Historical data shows high-risk pools come at a costly price

Over the last 35 years, high-risk pools have provided a coverage stopgap for individuals excluded from a traditional health insurance policy due to a pre-existing condition, but those programs have costly, according to a Kaiser Family Foundation issue brief.

The brief comes more than a month after House Republicans unveiled a replacement plan for the Affordable Care Act, which includes $25 billion in appropriations for “robust” high risk insurance pools.  

Decades prior to 2014, when the ACA barred insurers from excluding individuals with pre-existing conditions or charging them higher premiums, states established their own high-risk pools that offered coverage for residents locked out of private plans.
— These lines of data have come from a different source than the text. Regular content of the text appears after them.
PR #2737, opened 2020-10-09
Commissioner: METADATA.pb updated with all axes

RosaWagner:
So this is a great opportunity to clarify the metadata default values (related issue: https://github.com/googlefonts/gf-docs/issues/83#issuecomment-706113386)

- Default master has `weight=100` and `METADATA.pd` displays `weight=400`. What should I do ? change it to 100 manually ? or use `registry_default_overrides`?
- VOLUME and FLAIR should be added to the axis registry ?

### DIFF
--- a/ofl/commissioner/METADATA.pb
+++ b/ofl/commissioner/METADATA.pb
@@ -20,6 +20,21 @@ subsets: "latin-ext"
 subsets: "menu"
 subsets: "vietnamese"
 axes {
+  tag: "FLAR"
+  min_value: 0.0
+  max_value: 100.0
+}
+axes {
+  tag: "VOLM"
+  min_value: 0.0
+  max_value: 100.0
+}
+axes {
+  tag: "slnt"
+  min_value: -12.0
+  max_value: 0.0
+}
+axes {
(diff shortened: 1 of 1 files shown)


davelab6:
> registry_default_overrides

This is for over-riding values in axis registry; its not related to the `glyf` table design.

davelab6:
> Default master has weight=100 and METADATA.pd displays weight=400. What should I do ? change it to 100 manually ? or use registry_default_overrides?

@m4rc1e is going to look into the previous discussion of this, we couldn't find it on a call just now, but any family with this is going to be blocked until this is resolved

davelab6:
OK, the issue is here: https://github.com/googlefonts/fontbakery/issues/2683

The conclusion was that while the Default `glyf` master has `weight=100`, since the `wght` range covers `400` then its fine for `METADATA.pb` to have `weight=400`. 

Therefore nothing is needed - no change to 100 manually and no use of `registry_default_overrides` :)

RosaWagner:
This is blocked until we figure out the axis registry / metadata / zip file issue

Typically these state risk pools included premiums well above private insurance rates, coverage exclusions for pre-existing conditions, and lifetime or annual limits. By 2011, 35 state high-risk pools covered more than 226,000 people, but racked up $1.2 billion in annual losses.

In 2011 the federal government created the Pre-existing Condition Insurance Program (PCICP) as a temporary coverage solution for high-risk individuals leading up to new rules prohibiting insurance discrimination. The program’s enrollment peaked in March 2013 with nearly 115,000 members, and by the time it concluded six months later, the PCIP had sustained nearly $4 billion in losses.

In a recent post, the Center for American Progress argued that the GOP's replacement plan would "quarantine people who are old and/or sick in separate, more expensive, and unsustainable markets," noting that high-risk pools have been cost prohibitive. CAP's post echoed previous arguments from policy experts that said the GOP’s plan to create state-based high-risk pools is unworkable because of skimpy coverage and high administrative costs.